Nonenzymatic sensing of hydrogen peroxide using a glassy carbon electrode modified with graphene oxide, a polyamidoamine dendrimer, and with polyaniline deposited by the Fenton reaction.

Abstract

A highly sensitive electrochemical sensor is described for the determination of H2O2. It is based on based on the use of polyaniline that was generated in-situ and within 1min on a glassy carbon electrode (GCE) with the aid of the Fe(II)/H2O2 system. Initially, a 2-dimensional composite was prepared from graphene oxide and polyamidoamine dendrimer through covalent interaction. It was employed as a carrier for Fe(II) ions.
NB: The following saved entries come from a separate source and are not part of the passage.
PR #2020, opened 2018-10-22
Day convolution implementation

lemastero:


lemastero:
I was able to implement both map and cobind without any restrictions on F and G.
Day convolution is both Functor and Cobind for free!

PR #2023, opened 2018-10-31
Documentation for methods are added

chetkhatri:
What were proposed in this Pull Request?
* Method documentation of Foldable Class is added.

@jdegoes Please review and suggest.

### DIFF
--- a/base/shared/src/main/scala/scalaz/tc/foldable.scala
+++ b/base/shared/src/main/scala/scalaz/tc/foldable.scala
@@ -6,13 +6,24 @@ import scala.List
 import scala.language.experimental.macros
 
 trait FoldableClass[F[_]] {
+  /**
+  Applies a binary operator to a start value and all elements of this sequence, going left to right.
+  Note: this will not terminate for infinite-sized collections. For Example, Stream.
+  */
   def foldLeft[A, B](fa: F[A], z: B)(f: (B, A) => B): B
-
+  /**
+  Applies a binary operator to all elements of this list and a start value, going right to left.
+  */
   def foldRight[A, B](fa: F[A], z: => B)(f: (A, => B) => B): B
-
+  /**
+  It traverse the collection type A and does transform to B by using F function.
+  */
   def foldMap[A, B](fa: F[A])(f: A => B)(implicit B: Monoid[B]): B =
     foldRight(fa, B.mempty)((a, b) => B.mappend(f(a), b))
 
+  /**
+  It does addition by initializing with 0 with foldLeft and Identity value of particular monoid.
+  */
   def msuml[A](fa: F[A])(implicit A: Monoid[A]): A =
     foldLeft(fa, A.mempty)(A.mappend(_, _))
 


base/shared/src/main/scala/scalaz/tc/foldable.scala
```diff
@@ -6,13 +6,24 @@ import scala.List
...
   def foldLeft[A, B](fa: F[A], z: B)(f: (B, A) => B): B
-
+  /**
+  Applies a binary operator to all elements of this list and a start value, going right to left.
+  */
   def foldRight[A, B](fa: F[A], z: => B)(f: (A, => B) => B): B
-
+  /**
+  It traverse the collection type A and does transform to B by using F function.
+  */
```
emilypi: This one needs to be expanded. It makes no mention of the fact that the translation `a -> b` where `Monoid b => b`, allows the function to collapse the functor using `mappend`.

base/shared/src/main/scala/scalaz/tc/foldable.scala
```diff
@@ -6,13 +6,24 @@ import scala.List
...
+  /**
+  Applies a binary operator to a start value and all elements of this sequence, going left to right.
+  Note: this will not terminate for infinite-sized collections. For Example, Stream.
+  */
   def foldLeft[A, B](fa: F[A], z: B)(f: (B, A) => B): B
-
+  /**
+  Applies a binary operator to all elements of this list and a start value, going right to left.
+  */
   def foldRight[A, B](fa: F[A], z: => B)(f: (A, => B) => B): B
```
emilypi: Adding some extra comment noting that `foldRight` and `foldMap`, in contrast to `foldLeft`, will evaluate lazily would be nice. Be sure to state what is and is not evaluated according to which semantic

base/shared/src/main/scala/scalaz/tc/foldable.scala
```diff
@@ -6,13 +6,24 @@ import scala.List
...
-
+  /**
+  It traverse the collection type A and does transform to B by using F function.
+  */
   def foldMap[A, B](fa: F[A])(f: A => B)(implicit B: Monoid[B]): B =
     foldRight(fa, B.mempty)((a, b) => B.mappend(f(a), b))
 
+  /**
+  It does addition by initializing with 0 with foldLeft and Identity value of particular monoid.
+  */
```
emilypi: This one is incorrect. `Monoid a => a` can be any monoid, not just addition with 0. It could be a function composition, string appends with "", list append with [], multiplication with 1, modular arithmetic with 0, etc. This just defers to the monoid instance to choose how the fold will be executed.

base/shared/src/main/scala/scalaz/tc/foldable.scala
```diff
@@ -6,13 +6,24 @@ import scala.List
 import scala.language.experimental.macros
 
 trait FoldableClass[F[_]] {
+  /**
+  Applies a binary operator to a start value and all elements of this sequence, going left to right.
+  Note: this will not terminate for infinite-sized collections. For Example, Stream.
+  */
```
emilypi: Great, thank you. Making note of the evaluation semantic would be nice (i.e. evaluates strictly, lazily, etc) instead of saying "this will not terminate". For example, what if my Stream is finite? It works just fine! It's enough to say it is lazy/strict.

emilypi:
@chetkhatri are you still around to handle this?

emilypi:
Closing for inactivity

PR #2028, opened 2018-11-16
With Pro Strength comes monoidal and dinatuaral laws!

lemastero:
1) Add `uncurry` for `Strong` Profunctor, [based on Haskell](http://hackage.haskell.org/package/profunctors/docs/Data-Profunctor-Strong.html#v:uncurry-39-)
2) Add default implementation for `second`
3) Add laws to Strong Profunctor, [based on Haskell](http://hackage.haskell.org/package/profunctors-5.3/docs/Data-Profunctor-Strong.html#v:first-39-) and section 7 of [Notions of Computation as Monoids by E. Rivas and M. Jaskelioff](https://arxiv.org/abs/1406.4823)
4) add strong laws testing for Function1 and Kleisli

cc @puffnfresh


lemastero:
@emilypi thank you very much for the review :)
I've added tests for laws and new method. Could you please take a look :eyes:  if this is satisfactory? I am open to suggestions.

I've noticed Profunctors did not have laws as well so I've added some basic law tests for them as well.

I think it would be nice to merge this work. Strength :muscle: shall not be lawless any more!

lemastero:
All the laws from Profunctor library are translated except those:
`lmap (second f) . first' ≡ rmap (second f) . first`
`lmap (first f) . second' ≡ rmap (first f) . second'`

I've reported one issue about their formulation: https://github.com/ekmett/profunctors/pull/66 but I need to understand this a bit more to express it in Scala.

emilypi:
@lemastero looks great! Thank you. I'm much happier with the state of the laws here.

emilypi:
Great work @lemastero!

PR #2029, opened 2018-11-17
Density comonad

lemastero:
Density Comonad based on Haskell implementation: [kan-extensions/Control.Comonad.Density](https://hackage.haskell.org/package/kan-extensions/docs/Control-Comonad-Density.html)

Density complete the duality matrix of kan extensions:

| Yoneda | Codensity |  Kan |
| Coyoneda |  Density | Lan |

It is simpler version of Left Kan Extension. It is also Comonad for free like Day, CoFree.

It is already implemented in Purescript and Haskell:
  * (Purescript) [rightfold/purescript-density-codensity Density](https://github.com/rightfold/purescript-density-codensity/blob/master/src/Control/Comonad/Density.purs)
  * (Haskell) [ekmett/kan-extensions Density](https://hackage.haskell.org/package/kan-extensions/docs/Control-Comonad-Density.html)

Some methods in Haskell Control.Monad.Co use it: [diter](http://hackage.haskell.org/package/kan-extensions-5.2/docs/Control-Monad-Co.html#v:diter) [dctrlM](http://hackage.haskell.org/package/kan-extensions/docs/Control-Monad-Co.html#v:dctrlM)

It was studied on blogs:
 * [Kan Extensions](http://comonad.com/reader/2008/kan-extensions/)
 * [A Product of an Imperfect Union](http://comonad.com/reader/2011/a-product-of-an-imperfect-union/)
 * [Comonads from Monads, and a new way do the reverse - u/King_of_the_Homeless](https://www.reddit.com/r/haskell/comments/8hgub9/comonads_from_monads_and_a_new_way_do_the_reverse/)

People play around with it:
* some [old code by Edward](https://github.com/ekmett/ekmett.github.com/blob/8d3abab5b66db631e148e1d046d18909bece5893/haskell/Origami.hs#L225-L226)
* [unktomi/stuff] https://github.com/unktomi/stuff/blob/master/containers/AbstractNonsense.scala#L382
* [stephen-lazaro/persians](https://github.com/stephen-lazaro/persians/blob/master/src/main/scala/sl/persians/Density.scala)

I have turned the relationship between Density and Lan as laws:
`lanToDensity(d.densityToLan) == d`
`lanToDensity(l).densityToLan == l`

Probably it would be nice to add, as a law, relationship between density and Cobind:
`d.lowerDensity andThen liftDensity = d`

I think it is worth to add, so people might play around with it. WDYT?


core/src/main/scala/scalaz/Density.scala
```diff
@@ -0,0 +1,98 @@
...
+sealed abstract class DensityInstances0 extends DensityInstances1 {
+
+  /** Density is a Cobind for free */
+  implicit def cobindInstance[K[_]]: Cobind[Density[K, ?]] = new DensityCobind[K] {}
+}
+
+sealed abstract class DensityInstances1 {
+
+  /** Density is a Functor for free */
+  implicit def functorInstance[F[_]]: Functor[Density[F, ?]] = new DensityFunctor[F]{}
```
xuwei-k: `functorInstance` and `cobindInstance` unnecessary because same restriction as `comonadInstance`.

lemastero: Fixed: https://github.com/scalaz/scalaz/pull/2029/commits/c37a7fb88e80758d4b2208452fc89ec1803acb91

lemastero:
@stephen-lazaro I have noticed you have done some great job at implementing Density (https://github.com/stephen-lazaro/persians/blob/master/src/main/scala/sl/persians/Density.scala). In particular you got further in implementing Apply and Applicative instances and some nice work around Cofree. Do you want to contribute to this PR?

stephen-lazaro:
@lemastero Sure! I would be happy to. Thanks for thinking of me!

core/src/main/scala/scalaz/Density.scala
```diff
@@ -0,0 +1,113 @@
...
+
+  /** Density is a free ComonadTrans */
+  implicit val comonadTransInstance: ComonadTrans[Density] = new ComonadTrans[Density] {
+    def lower[G[_], A](a: Density[G, A])(implicit C: Cobind[G]): G[A] =
+      a.lowerDensity
+  }
+}
+
+/** Density is a free Comonad */
+private trait DensityComonad[F[_]] extends Comonad[Density[F, ?]] with DensityCobind[F] {
```
xuwei-k: We can just define all methods in `DensityComonad` and remove `DensityCobind` and `DensityFunctor`.

lemastero: DensityCobind and DensityFunctor removed: https://github.com/scalaz/scalaz/pull/2029/commits/4e3d5746105a82f7cbc6ba677a21a4c367212968

lemastero:
> @lemastero Sure! I would be happy to. Thanks for thinking of me!

@stephen-lazaro It seems Density Comonad is interesting concept yet has not much application.
If you want, you can create PR with Apply/Applicative instances for Density, but chances are, that it will not end up in Scalaz :(

emilypi:
@lemastero I've proposed `Density` before for sz8 and sz7 (and implemented `Codensity` for the former), however, I was met with the same utilitarian arguments. Personally, I think that if it is a useful abstraction for study, or completeness, then it should be written, however, I also understand that this produces noise and slower compile times for users. Chances are other people will disagree, and it's certainly a valid argument going the other way. I hope it goes in though.

stephen-lazaro:
The symmetry is useful. I'm happy to add the instances regardless, as I think they are interesting.

PR #2039, opened 2019-02-09
FingerTree does not need a Monoid on node summaries, Semigroup is sufficient.

TomasMikula:
We just have to accept that an empty tree has no measure (as in `Maybe.Empty` instead of `Monoid.zero`).


TomasMikula:
@jbgi This change is similar to removing Monoid from Reducer that you have done in the past. Would you have a look at this PR?

NeQuissimus:
LGTM but I don't think I am qualified :)

TomasMikula:
Thanks for giving it a look, @NeQuissimus.

Issue #2040, opened 2019-02-19
Enum fromStepToL infinite loop


antonkw:
Enum's `|-->` can skip max value of type and go to infinite lopp.
In case if returned by `succn` instance "jump" over the max value of type it is possible that it will produce big invalid list or go to infinite loop.
Example:
`110.toByte |--> (2, 127.toByte)`
https://github.com/scalaz/scalaz/blob/series/7.3.x/core/src/main/scala/scalaz/Enum.scala#L183 - here k value jumps from 126 to -128, so recursion evaluates forever (exit condition is "k is bigger than end of  configured range (`127.toByte`) ", but k just jumps over to -128).

This issue was discussed in gitter channel, will work on PR to fix it.
Please assign it to me.

antonkw:
PR: https://github.com/scalaz/scalaz/pull/2041

PR #2041, opened 2019-02-19
fix Enum infinite loop in |-->

antonkw:


antonkw:
Issue is described here: https://github.com/scalaz/scalaz/issues/2040

emilypi:
Thanks @antonkw !

PR #2042, opened 2019-02-28
override Functor#widen in scala std collection instances

xuwei-k:


xuwei-k:
added in https://github.com/scalaz/scalaz/commit/c8f70caadc0eace06152f8d17df652e3e632fc6a but removed in [support Scala 2.13 new collection](https://github.com/scalaz/scalaz/commit/08489c46f38233eccecafeb157a56fed4ae98fcb) unintentionally 🙇

PR #2045, opened 2019-03-17
Add ApplicativeError - Functor.compose - Traversable.compose

enzief:
A few things I need but found missing.


enzief:
I can happily move them.

base/shared/src/main/scala/scalaz/tc/functor.scala
```diff
@@ -38,3 +41,10 @@ trait FunctorSyntax {
     def void(implicit ev: Functor[F]): F[Unit]            = ev.map[A, Unit](self)(_ => ())
   }
 }
+
+class CompositionFunctorClass[F[_], G[_]](implicit F: FunctorClass[F], G: FunctorClass[G])
```
hrhino: I'd argue to make this private, like we have in sz7.

Issue #2044, opened 2019-03-09
dual of Functor#widen in Contravariant


xuwei-k:
I don't know what is suitable method name. any ideas? 🤔 

https://github.com/xuwei-k/scalaz/commit/ed2be5b3dff8b54dd222d07c22c4d8c6c7ae5b9e

```diff
diff --git a/core/src/main/scala/scalaz/Contravariant.scala b/core/src/main/scala/scalaz/Contravariant.scala
index bb62157f6..850b52d46 100644
--- a/core/src/main/scala/scalaz/Contravariant.scala
+++ b/core/src/main/scala/scalaz/Contravariant.scala
@@ -1,6 +1,7 @@
 package scalaz
 
 ////
+import scalaz.Liskov.<~<
 /**
  * Contravariant functors.  For example, functions provide a
  * [[scalaz.Functor]] in their result type, but a
@@ -26,6 +27,9 @@ trait Contravariant[F[_]] extends InvariantFunctor[F] { self =>
 
   // derived functions
 
+  def someMethod[A, B](fa: F[A])(implicit ev: B <~< A): F[B] =
+    contramap(fa)(ev.apply)
+
   def xmap[A, B](fa: F[A], f: A => B, g: B => A): F[B] =
     contramap(fa)(g)
 
diff --git a/core/src/main/scala/scalaz/std/Function.scala b/core/src/main/scala/scalaz/std/Function.scala
index c4584e50c..e71c421ec 100644
--- a/core/src/main/scala/scalaz/std/Function.scala
+++ b/core/src/main/scala/scalaz/std/Function.scala
@@ -1,6 +1,8 @@
 package scalaz
 package std
 
+import scalaz.Liskov.<~<
+
 sealed trait FunctionInstances1 {
   implicit def function1Semigroup[A, R](implicit R0: Semigroup[R]): Semigroup[A => R] =
     new Function1Semigroup[A, R] {
@@ -158,6 +160,8 @@ trait FunctionInstances extends FunctionInstances0 {
   implicit def function1Contravariant[R]: Contravariant[? => R] =
     new Contravariant[? => R] {
       def contramap[A, B](r: A => R)(f: B => A) = r compose f
+      override def someMethod[A, B](f: A => R)(implicit ev: B <~< A) =
+        Liskov.contra[-? => R, B, A](ev)(f)
     }
 
   implicit def function2Instance[T1, T2]: Monad[(T1, T2) => ?] with BindRec[(T1, T2) => ?] =

```

[...]

PR #2046, opened 2019-03-22
add Contravariant#narrow

xuwei-k:
fix https://github.com/scalaz/scalaz/issues/2044

### DIFF
--- a/core/src/main/scala/scalaz/std/Function.scala
+++ b/core/src/main/scala/scalaz/std/Function.scala
@@ -1,6 +1,8 @@
 package scalaz
 package std
 
+import scalaz.Liskov.<~<
+
 sealed trait FunctionInstances1 {
   implicit def function1Semigroup[A, R](implicit R0: Semigroup[R]): Semigroup[A => R] =
     new Function1Semigroup[A, R] {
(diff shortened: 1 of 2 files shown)


core/src/main/scala/scalaz/std/Function.scala
```diff
@@ -158,6 +160,8 @@ trait FunctionInstances extends FunctionInstances0 {
   implicit def function1Contravariant[R]: Contravariant[? => R] =
     new Contravariant[? => R] {
       def contramap[A, B](r: A => R)(f: B => A) = r compose f
+      override def narrow[A, B](f: A => R)(implicit ev: B <~< A) =
+        Liskov.contra[-? => R, B, A](ev)(f)
```
joroKr21: Can't we override this for other instances as well to avoid allocation? Maybe at least for `Kleisli`?

alexknvl: It is safe to define it as `asInstanceOf` in the parent. There are no lawful functors on JVM where `contramap(downcast)` is not the same as `asInstanceOf[F[B]]` modulo things that are unobservable in Scalazzi.

PR #2049, opened 2019-03-25
Define non-orphan typeclass instances with less boilerplate

enzief:
- Save some boilerplate when creating instances. For eg. `Monad` and `Traversable` which share `Functor`'s code.
- Users don't need to import `scalaz.Scalaz._` if they only need less powerful TC, for eg. `Functor`. This reduces implicit scope and speedup compile time.

To illustrate, console setup (note that there is no `import scalaz.Scalaz._`):
```scala
scala> import scalaz.tc._

scala> import scala.List

scala> def ft[F[_]](implicit F: Functor[F]): Functor[F] = F
ft: [F[_]](implicit F: scalaz.tc.Functor[F])scalaz.tc.Functor[F]

scala> def mn[F[_]](implicit F: Monad[F]): Monad[F] = F
mn: [F[_]](implicit F: scalaz.tc.Monad[F])scalaz.tc.Monad[F]
```
Before the change
```scala
scala> ft[List]
<console>:17: error: could not find implicit value for parameter F: scalaz.tc.Functor[List]
       ft[List]
```
After the change
```scala
scala> mn[List]
res0: scalaz.tc.Monad[List] = scalaz.tc.instances.list$$anon$1@382dacc3

scala> ft[List]
res1: scalaz.tc.Functor[List] = scalaz.tc.instances.list$$anon$1@382dacc3

scala> mf[List]
res2: scalaz.tc.Functor[List] = scalaz.tc.instances.list$$anon$1@382dacc3
```
In this PR only `List` has the new scheme of instances, but other data types can have the same too. Further steps might be to organize imports into `scalaz.syntax`, `scalaz.hierarchy`, etc. for more flexible usecases.

### DIFF
--- a/base/shared/src/main/scala/scalaz/tc/cobind.scala
+++ b/base/shared/src/main/scala/scalaz/tc/cobind.scala
@@ -20,12 +20,7 @@ object CobindClass {
       Some(f(fa))
   })
 
-  implicit val listCobind: Cobind[List] = instanceOf(new CobindClass[List] {
-    override def map[A, B](fa: List[A])(f: A => B): List[B] = fa.map(f)
-
-    override def cobind[A, B](fa: List[A])(f: List[A] => B): List[B] =
-      List(f(fa))
-  })
+  implicit val instanceList: Cobind[List] = instanceOf(instances.list.control)
 }
 
 trait CobindSyntax {
--- a/base/shared/src/main/scala/scalaz/tc/applicative.scala
+++ b/base/shared/src/main/scala/scalaz/tc/applicative.scala
@@ -1,8 +1,8 @@
 package scalaz
 package tc
 
+import scala.List
 import scala.Unit
-
 import scala.language.experimental.macros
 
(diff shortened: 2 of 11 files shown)


base/shared/src/main/scala/scalaz/tc/cobind.scala
```diff
@@ -20,12 +20,7 @@ object CobindClass {
       Some(f(fa))
   })
 
-  implicit val listCobind: Cobind[List] = instanceOf(new CobindClass[List] {
-    override def map[A, B](fa: List[A])(f: A => B): List[B] = fa.map(f)
```
enzief: Definition of `map` was duplicated in `Cobind`, `Monad`, and `Traversable`.

enzief:
I didn't mean to enhance support for `scala.List`. The idea is defining implicits in the typeclasses' companion object would save some import for users and some boilerplate for maintainers.

Instances for `List` only serve illustrating purpose.

PR #2050, opened 2019-03-26
PrioritySearchQueue

TomasMikula:
Priority queue that also supports lookup by key.

Implemented using `FingerTree`.

### DIFF
--- a/core/src/main/scala/scalaz/PrioritySearchQueue.scala
+++ b/core/src/main/scala/scalaz/PrioritySearchQueue.scala
@@ -1,0 +1,252 @@
+package scalaz
+
+import scala.annotation.tailrec
+import scalaz.syntax.order._
+import scalaz.syntax.show._
+
+import PrioritySearchQueue.Summary
+
+/** Container whose elements have two different orders: by priority and by lookup key.
+  *
+  * Supports efficient implementation of the following operations:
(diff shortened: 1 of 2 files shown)


core/src/main/scala/scalaz/PrioritySearchQueue.scala
```diff
@@ -0,0 +1,253 @@
...
+  *
+  * @tparam A element type
+  * @tparam P priority of an element. Multiple elements can have the same priority.
+  * @tparam K lookup key. Unique—the queue holds at most one element with any given key.
+  */
+class PrioritySearchQueue[A, P, K] private(
+    private val tree: FingerTree[Summary[A, P, K], A],
+    priorityOf: A => P,
+    keyOf: A => K,
+) {
```
xuwei-k: compile error with Scala 2.11

```
[error] /home/travis/build/scalaz/scalaz/core/src/main/scala/scalaz/PrioritySearchQueue.scala:29:1: identifier expected but ')' found.
[error] ) {
[error] ^
```

https://travis-ci.org/scalaz/scalaz/jobs/511746376#L536

TomasMikula: Ah, trailing commas.

Issue #2051, opened 2019-04-03
Consistent datatypes in scalaz.


GodPlaysChess:
scalaz introduces better versions of the standard datatypes, such as
`==>>` (Map),
`Maybe`,
`IList` , but does not use it itself (for instance `Map` api returns `List` instead of `IList` and `Option` instead of `Maybe`) , which makes very cumbersome to utilise them.

I identified those places:

DataTypes:
- IList
- ==>>
- These
- Ephemeral Stream

Typeclasses:
- Enum
- Foldable

I am going to link corresponding PRs to this issue. 
I think it makes sense to change `Foldable` and `Enum` typeclass as well. What do you think?

PR #2055, opened 2019-04-05
consistent IList, ListT and Zipper

GodPlaysChess:
I left out `Option` in `List` since they both are part of standard scala collections. #2051

### DIFF
--- a/core/src/main/scala/scalaz/ListT.scala
+++ b/core/src/main/scala/scalaz/ListT.scala
@@ -1,14 +1,16 @@
 package scalaz
 
+import Maybe.just
+
 /**
  * ListT monad transformer.
  */
 
 final case class ListT[M[_], A](run: M[IList[A]]){
-  def uncons(implicit M: Applicative[M]): M[Option[(A, ListT[M, A])]] = {
+  def uncons(implicit M: Applicative[M]): M[Maybe[(A, ListT[M, A])]] = {
     M.map(run) {
-      case INil() => None
-      case ICons(listHead, listTail) => Some((listHead, new ListT(M.point(listTail))))
+      case INil() => Maybe.empty
+      case ICons(listHead, listTail) => just((listHead, new ListT(M.point(listTail))))
     }
   }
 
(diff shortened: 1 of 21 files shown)


core/src/main/scala/scalaz/ListT.scala
```diff
@@ -20,11 +22,11 @@ final case class ListT[M[_], A](run: M[IList[A]]){
...
   def headOption(implicit M: Functor[M]) : OptionT[M, A] = new OptionT(M.map(run)(_.headOption))
 
-  def find(predicate: A => Boolean)(implicit M: Functor[M]) : OptionT[M, A] = new OptionT(M.map(run)(_.find(predicate)))
+  def find(predicate: A => Boolean)(implicit M: Functor[M]) : MaybeT[M, A] = new MaybeT(M.map(run)(_.find(predicate)))
 
-  def headMaybe(implicit M: Functor[M]) : MaybeT[M, A] = new MaybeT(M.map(run)(l => Maybe.fromOption(l.headOption)))
+  def headMaybe(implicit M: Functor[M]) : MaybeT[M, A] = new MaybeT(M.map(run)(_.headMaybe))
 
-  def tailM(implicit M: Applicative[M]) : M[ListT[M, A]] = M.map(uncons)(_.get._2)
+  def tailM(implicit M: Applicative[M]) : M[ListT[M, A]] = M.map(uncons)(_.map(_._2).getOrElse(ListT.empty))
```
TomasMikula: This is changing the behavior from throwing an exception to returning an empty list.

Let's not make behavior changes as part of this PR.

core/src/main/scala/scalaz/ListT.scala
```diff
@@ -61,9 +63,9 @@ final case class ListT[M[_], A](run: M[IList[A]]){
     ListT(f(run))
 
   /**Don't use iteratively! */
-  def tail(implicit M: Functor[M]) : ListT[M, A] = new ListT(M.map(run)(_.tailOption.get))
+  def tail(implicit M: Functor[M]) : ListT[M, A] = new ListT(M.map(run)(_.tailMaybe.getOrElse(IList.empty)))
```
TomasMikula: Same change of behavior here.

GodPlaysChess: oki, I'll move it to separate PR.

PR #2346, opened 2022-04-06
Allocate 90% of memory to sbt

Atry:
I created this PR to trigger Github Actions for Scala 3.1.2 with more memory allocated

Then, the nanocomposite was drop-coated onto the surface of the GCE. When exposed to H2O2, the Fe(II) on the GCE is converted to Fe(III), and free hydroxy radicals are formed. The Fe(III) ions and the hydroxy radicals catalyze the oxidation of aniline to produce electroactive polyaniline on the GCE. The resulting sensor, best operated at a working potential as low as 50mV (vs. SCE) which excludes interference by dissolved oxygen, has a linear response in the 500nM to 2mM H2O2 concentration range, and the detection limit is 180nM. The sensor was successfully applied to the determination of H2O2 in spiked milk and fetal bovine serum samples. Graphical abstract Schematic presentation of a sensitive electrochemical sensor employed for detection of H2O2 in sophisticated matrices by using graphene oxide-PAMAM dendrimer as initiator container and Fe2+/H2O2 system as signal enhancer.